I hear this all the time, but I have to always point out that the only way to make Step 11 non-religious is to totally rewrite it:

Sought through prayer and meditation to improve our conscious contact with God as we understood Him, praying only for knowledge of His will for us and the power to carry that out.

There is just not a way to interpret that non-religiously without rewriting it. Which is not surprising, since AA formed out of a prayer group.

If AA helped you, I'm glad it did. But there's no science behind it and AA's success rate is between 5 and 10 percent. It does help some people mainly because it's a form of group therapy.

There are better, more scientific methods. Including medication. Unfortunately, in a for-profit healthcare system, free AA may be your only option. And your local group will almost certainly be religious.

[–] kava 2 points 7 hours ago* (last edited 7 hours ago)

If AA helped you, I’m glad it did. But there’s no science behind it and AA’s success rate is between 5 and 10 percent. It does help some people mainly because it’s a form of group therapy.

And rehab and treatment has an even lower success rate. Turns out we don't really know how to fix addiction. It's really a cultural thing and we can't put a bandaid with a little bit of therapy.

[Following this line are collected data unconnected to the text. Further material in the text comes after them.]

PR #446, opened 2023-12-11
chore(linter): fix some format errors

syu-w:


docs/how-to/code/create-slice/openssl.yaml
```diff
@@ -2,10 +2,10 @@ package: openssl
 slices:
     bins:
         essential:
```
tigarmo, line 4: how come it fixed the `essential` list but not the `contents` dict?

tests/spread/general/plugin-python-3.6/rockcraft.orig.yaml
```diff
@@ -9,9 +9,9 @@ platforms:
     amd64:
 
 package-repositories:
-  - type: apt
-    ppa: deadsnakes/ppa
-    priority: always
+    - type: apt
```
tigarmo, line 12: weird, why 4 spaces here but 2 everywhere else?

syu-w: It allows 2 or 4 spaces, but not allow mixed them in one file. I guess I can change it back to 2 spaces

syu-w: I also found there are other 4 spaces yaml files, do you want unify their format?

docs/how-to/code/create-slice/openssl.yaml
tigarmo: well yes, if we're going to lint this we should be consistent right? Otherwise I don't see the point

tests/spread/general/plugin-python-3.6/rockcraft.orig.yaml
tigarmo: I think if we're going to enable yamllint we should pick a single format, otherwise it's just churn for no good reason imo
I think 2-spaces is the more common standard (used in e.g. github workflows)

syu-w: Fixed to use 2 spaces only

tigarmo:
image

syu-w:
I mean this one is no-squash, and pure spaces changes... And you can always use that compare button...

lengau (approved):

PR #449, opened 2023-12-14
chore(chisel): update Chisel to v0.8.1

cjdcordeiro:

-----

In preparation for a coming backward incompatible Chisel release, this PR is updating the Chisel version to a patch release that will allow for a longer grace migration period.

### DIFF
--- a/snap/snapcraft.yaml
+++ b/snap/snapcraft.yaml
@@ -117,12 +117,6 @@ parts:
         - pkg-config
 
   chisel:
-    plugin: go
-    source: https://github.com/canonical/chisel.git
-    source-tag: v0.8.1
-    build-environment:
-      - CGO: "0"
-      - CGO_ENABLED: "0"
-      - GOBIN: "${CRAFT_PART_INSTALL}/libexec/rockcraft"
-    build-snaps:
-      - go/1.20/stable
+    plugin: nil
+    stage-snaps:
+      - chisel/latest/candidate
--- a/snap/snapcraft.yaml
+++ b/snap/snapcraft.yaml
@@ -120,5 +120,7 @@ parts:
     plugin: nil
     stage-snaps:
       - chisel/latest/candidate
+    organize: 
+      bin/chisel: libexec/rockcraft/chisel
     stage:
-      - bin/chisel
+      - libexec/rockcraft/chisel
--- a/snap/snapcraft.yaml
+++ b/snap/snapcraft.yaml
@@ -120,3 +120,5 @@ parts:
     plugin: nil
     stage-snaps:
       - chisel/latest/candidate
+    stage:
+      - bin/chisel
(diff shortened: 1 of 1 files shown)


cjdcordeiro:
@tigarmo have you seen this snapcraft error? I can't reproduce it locally

tigarmo:
I think there's some non-determinism here because both the `skopeo` and `chisel` parts declare different channels for the `go` build-snap (we probably want to detect that somehow @cmatsuoka)
So what's happening there is that `chisel` is being built with go 1.17

cjdcordeiro:
Alright, despite the glitch, this should work around it

snap/snapcraft.yaml
```diff
@@ -117,12 +117,10 @@ parts:
...
-    source-commit: bd27f8700cd7d2a6b4e0df6b10c3761c83a70485
-    build-environment:
-      - CGO: "0"
-      - CGO_ENABLED: "0"
-      - GOBIN: "${CRAFT_PART_INSTALL}/libexec/rockcraft"
-    build-snaps:
-      - go/1.18/stable
+    plugin: nil
+    stage-snaps:
+      - chisel/latest/candidate
```
tigarmo, line 122: isn't `latest/candidate` a moving target? Might be safer to rollback to the previous code and just use go 1.20 for the skopeo snap too

cjdcordeiro: in this case, it isn't safer. We'll need to rethink how we use Chisel.

We also do this for pebble (installing from `latest/stable`).

Bottom-line, in a couple of weeks there will be a new chisel version that will make all Rockcraft release <1.1.0 incompatible with Chisel :s

yes, I know, and there's nothing we can do.

So for now, and until we figure out a way of making Rockcraft critically independent from its dependencies, it is simply easier to always install the latest releases. We have tests for it anyway, so it's actually safer than what we do with pebble.

cjdcordeiro: Given the way Chisel works, no. That's actually what we want. I've actually been thinking about getting rid of versions for chisel, and opting instead for a `latest` release only. It's too radical, but that's the safest behavior.

Your concern is valid, but its consequences would be immediately reflected by either a build or tests failure.

tigarmo (approved):

snap/snapcraft.yaml
cmatsuoka, line 122: I'm usually not a big fan of stage snaps because in the general case they need a matching base, but go binaries are more resilient.

cmatsuoka (approved):

snap/snapcraft.yaml
cjdcordeiro: this shall be going away anyway - see https://warthogs.atlassian.net/browse/ROCKS-930

PR #458, opened 2024-01-22
feat: support ubuntu@24.04 devel rocks

tigarmo:
This PR is a prototype/wip implementation of the same support for `devel` bases that Snapcraft has. The gist of it is: to build a noble-based rock, while noble is still in development, one can do:

```
base: ubuntu@24.04
build-base: devel
```

The PR is still in draft and has some failing integration tests but I'm putting it up for two reasons:

1) To add some spread tests to see whether we're able to build noble rocks at all (we are)
2) To have a place to discuss/argue so we can decide on the path forward and support 24.04 sooner rather than later.

So, have at it!

### DIFF
--- a/docs/reference/rockcraft.yaml.rst
+++ b/docs/reference/rockcraft.yaml.rst
@@ -70,7 +70,7 @@ The rock version, used to tag the OCI image and name the rock file.
 ``base``
 --------
 
-**Type**: One of ``ubuntu@20.04 | ubuntu@22.04 | bare``
+**Type**: One of ``ubuntu@20.04 | ubuntu@22.04 | ubuntu@24.04 | bare``
 
 **Required**: Yes
 
@@ -84,10 +84,14 @@ which is typically used with static binaries or
    The notation "ubuntu:<channel>" is also supported for some channels, but this
    format is deprecated and should be avoided.
 
+.. note::
+   Base ``ubuntu@24.04`` is still unstable and under active development. To use
+   it, ``build-base`` *must* be ``devel``.
+
 ``build-base``
 --------------
 
-**Type**: One of ``ubuntu@20.04 | ubuntu@22.04``
+**Type**: One of ``ubuntu@20.04 | ubuntu@22.04 | devel``
 
 **Required**: Yes, if ``base`` is ``bare``
 
@@ -100,6 +104,11 @@ the value of ``base``.
 .. note::
    The notation "ubuntu:<channel>" is also supported for some channels, but this
    format is deprecated and should be avoided.
+
+.. note::
+   ``devel`` is a "special" value that means "the next Ubuntu version, currently
+   in development". This means that the contents of this system changes
+   frequently and should not be relied on for production rocks.
 
 ``license``
 -----------
--- a/rockcraft/models/project.py
+++ b/rockcraft/models/project.py
@@ -117,6 +117,14 @@ INVALID_NAME_MESSAGE = (
 
 DEPRECATED_COLON_BASES = ["ubuntu:20.04", "ubuntu:22.04"]
 
+CURRENT_DEVEL_BASE = "ubuntu@24.04"
+
+DEVEL_BASE_WARNING = (
+    "The development build-base should only be used for testing purposes, "
+    "as its contents are bound to change with the opening of new Ubuntu releases, "
+    "suddenly and without warning."
+)
+
 
 class NameStr(pydantic.ConstrainedStr):
     """Constrained string type only accepting valid rock names."""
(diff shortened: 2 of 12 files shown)


tests/spread/general/base-devel/rockcraft.orig.yaml
```diff
@@ -0,0 +1,18 @@
+name: base-devel
+base: placeholder-base
```
tigarmo, line 2: this gets replaced with both `ubuntu@24.04` and `bare`

rockcraft/models/project.py
```diff
@@ -133,8 +133,8 @@ class Project(YamlModelMixin, BaseProject):
     description: str  # type: ignore[reportIncompatibleVariableOverride]
     rock_license: str = pydantic.Field(alias="license")
     platforms: dict[str, Any]
-    base: Literal["bare", "ubuntu@20.04", "ubuntu@22.04"]
-    build_base: Literal["ubuntu@20.04", "ubuntu@22.04"] | None
+    base: Literal["bare", "ubuntu@20.04", "ubuntu@22.04", "ubuntu@24.04"]
+    build_base: Literal["ubuntu@20.04", "ubuntu@22.04", "devel"] | None
```
cjdcordeiro, line 137: The docs should be updated too, including an explanation for this new cool `devel` option :)

tests/spread/general/base-devel/rockcraft.orig.yaml
cjdcordeiro, line 1: nitpick: this yaml has 4-spaces indentation, while others use 2-spaces

cjdcordeiro (changes requested):
Noice!! Just a couple of minor comments

rockcraft/models/project.py
tigarmo: oh nice
if you like the look of it then I'll work on getting this PR actually ready for merging. I'll ping you when it's done, thanks!

tigarmo:
@cjdcordeiro I think it's ready for re-review

docs/reference/rockcraft.yaml.rst
```diff
@@ -84,10 +84,14 @@ which is typically used with static binaries or
...
 
+.. note::
+   Base ``ubuntu@24.04`` is still unstable and under active development. To use
+   it, ``build-base`` *must* be ``devel``.
+
 ``build-base``
 --------------
 
-**Type**: One of ``ubuntu@20.04 | ubuntu@22.04``
+**Type**: One of ``ubuntu@20.04 | ubuntu@22.04 | devel``
```
cjdcordeiro, line 94: I think we've discussed it before, but my concern remains here: even though `devel` is quite explicit and resulting rocks should be marked as so, what will happen is that, especially for continuous pipelines, developers will need to manually change this parameter whenever 24.04 is released. 

That time window is quite narrow.

Between 24.04 release and the developer changing this recipe, rocks might be built and released, and since we don't support package pinning, this can result in a catastrophic integrity problem. Eg.: the rock `python:3.11-24.04_edge` might be shipped with `python3.12` once 24.04 is released, cause `devel` will suddenly become 24.10.

Am I looking at this wrong?

tigarmo: Ah I see what you mean. You are right: let's say that we release Rockcraft 1.2.0 with this change. In May, an existing rockcraft.yaml project with `build-base: devel` will suddenly start using 24.10 base even though the version of Rockcraft itself hasn't changed.

The solution might be to [do what Snapcraft did](https://github.com/snapcore/snapcraft/pull/4532) and specifically use the daily Noble images for `devel`, instead of the latest "rolling" stream. Then when we decide to start supporting 24.10 as "devel" we'll have to explicitly release a new Rockcraft version with the change.

tigarmo: note: The reason that I didn't adopt that Snapcraft change in this PR is that apparently there is/was a problem with the remote containing the daily images. Looks like that's been/will soon be solved, though

cjdcordeiro: Yes I think that approach would be slightly better, even though people tend to use `latest` version in their ci pipelines. Nonetheless, the use of latest is always an argument we can fight against, so ...y, you solution is an improvement

sergiusens: This should not be a problem, anyone tracking devel should be in that spirit, tracking the latest development.

Once 24.04 is release, devel indeed goes to 24.10, because it is devel, the timewindow is short now due to the nature of what we are thinking about, but if you change that to think about 26.04, the scale does make more sense.

tigarmo: Note: our agreement here during last week's sync was to follow Snapcraft's notion of `devel`, in that there is no expectation of stability because even for a specific target (like noble) things change very frequently up until stabilization. I'll add Snapcraft's warning message as agreed

cjdcordeiro: agreed. all good on my side.

rockcraft/models/project.py
```diff
@@ -119,6 +119,12 @@ def _validate_platform_set(cls, values: Mapping[str, Any]) -> Mapping[str, Any]:
 
 CURRENT_DEVEL_BASE = "ubuntu@24.04"
 
+DEVEL_BASE_WARNING = (
+    "Running rockcraft with a development base is for testing "
+    "purposes only, as the contents of the base can change suddenly "
+    "and without warning."
```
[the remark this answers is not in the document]
tigarmo: done!!

cjdcordeiro (approved):
the test is taking forever but it lgtm if it passes

sergiusens (approved):

PR #460, opened 2024-01-24
Move Permissions definition in rockcraft schema to top scope

linostar:

-----

This is to fix an issue in Rockcraft's schema.json, because `Permissions` needs to moved to the top scope `definitions` instead of being located inside `Part`'s definitions.

### DIFF
--- a/schema/rockcraft.json
+++ b/schema/rockcraft.json
@@ -617,31 +617,29 @@
           }
         }
       },
-      "additionalProperties": false,
-      "definitions": {
-        "Permissions": {
-          "title": "Permissions",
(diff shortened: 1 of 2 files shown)


linostar:
@cjdcordeiro @tigarmo This should be ready for review.

cjdcordeiro (approved):
I can confirm it works.

For future reference, and possibly automation, is there an easy way to test this?

linostar:
> I can confirm it works.
> 
> For future reference, and possibly automation, is there an easy way to test this?

We can use this github action to validate our schema:
https://github.com/OrRosenblatt/validate-json-action

cjdcordeiro:
Do you have an example of it passing & failing with this "Permissions definition" issue?

linostar:
> Do you have an example of it passing & failing with this "Permissions definition" issue?

I have an example of it failing where it should succeed :-)
https://github.com/linostar/rockcraft/actions/runs/7638164257/job/20808486483

I'm not sure but I think it doesn't support the 2020-12 schema draft. I'm experimenting with alternatives now.

tigarmo (approved):
thanks!
@cjdcordeiro @linostar do we want to do anything else on this PR before merging it?

linostar:
> thanks! @cjdcordeiro @linostar do we want to do anything else on this PR before merging it?

This should be good to merge, because it provides the needed fix. After discussing with Cris, I'll create another PR that provides automated validation of the generated rockcraft schema.

PR #471, opened 2024-01-29
Allow additionalProperties under "parts/plugin" in rockcraft schema

linostar:

-----

## Description
Currently, Rockcraft schema doesn't allow additional fields under `plugin`, a field under `parts`. There are different values that can be used for `plugin`, and for each value, there is a different set of plugin properties that can be used under that plugin. The current schema generator, using pydantic's schema function, can't crawl the subclassed PluginProperties models in order to include their respective plugin properties and whitelist them.

With the current `additionalProperties` setting of the `plugin` field set to `false`, Rockcraft schema may consider a `rockcraft.yaml` invalid when its syntax is actually correct. In order to avoid that, we are going to whitelist all additional properties under `plugin`, even if it means whitelisting incorrect properties too, letting rockcraft be the final judge of them.


linostar:
@cjdcordeiro @tigarmo Ready for review.

cjdcordeiro (approved):

tools/schema/schema.py
```diff
@@ -62,6 +62,9 @@ def generate_project_schema() -> str:
         "$ref": "#/definitions/Part"
     }
     project_schema["definitions"]["Part"] = part_schema
+    # allow "plugin" under "parts" to have extra fields such as "python-packages"
```
tigarmo, line 65: isn't this overly permissive now? It means that typos like `stage-packagse` won't be caught be the schema anymore. That sounds worse than getting validation errors for the (comparatively few) plugin-specific parameters.
There is a way, on the Rockcraft-side, to crawl the available plugins and see each of their possible properties. Is there a way to express this on the schema? Like, if `plugin` is `python` then the set of valid properties for the part is extended with `python-requirements`, etc

linostar: > isn't this overly permissive now? It means that typos like `stage-packagse` won't be caught be the schema anymore. That sounds worse than getting validation errors for the (comparatively few) plugin-specific parameters. There is a way, on the Rockcraft-side, to crawl the available plugins and see each of their possible properties. Is there a way to express this on the schema? Like, if `plugin` is `python` then the set of valid properties for the part is extended with `python-requirements`, etc

We can probably enumerate all plugin properties and make our schema whitelist them only, but there doesn't seem a way to limit each a subset of those plugin properties to one plugin value. In that case, the schema would consider `python-packages' field valid for `plugin: npm`.

linostar: Actually, it turns out we can. After diving deeper into jsonschema docs, I found that it is possible to achieve by using [if-then-else](https://json-schema.org/understanding-json-schema/reference/conditionals#ifthenelse).

cjdcordeiro: > That sounds worse than getting validation errors for the (comparatively few) plugin-specific parameters.

I'd say the opposite. There are 2 possible scenarios:
 1. `additionalProperties: false` - users get "False Positives" in their schema validation, misleading them to think their project is wrong and thus spend time trying to fix it, when in fact everything is ok.
 2. `additionalProperties: true` - users get no feedback, a false sense of security, and will eventually build a project that might contain errors. **However**, Rockcraft does project validation within, so whether it is through the JSON schema or the Rockcraft Pydantic validation, the user will always get feedback. 

Given that we are introducing the schema validation, the most logical is to be conservative (as always), and tackle it iteratively - i.e. _validate what we can_. Option 1. is dangerous IMO, as it provides a wrong message, while 2. is simply, inaccurate.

https://med.stanford.edu/news/all-news/2020/03/alcoholics-anonymous-most-effective-path-to-alcohol-abstinence.html

From what I've seen AA / NA is at least as effective as other treatments, some research indicates it's more effective, and considering the fact that it's free compared to thousands of dollars minimum for any kind of treatment you're looking at a massive price delta

NA helped me get clean from heroin and at no point did anybody push religion and everyone made it clear the language is like that cause it was written a long time ago in a different time. They encourage people to take what they can use and throw away the rest.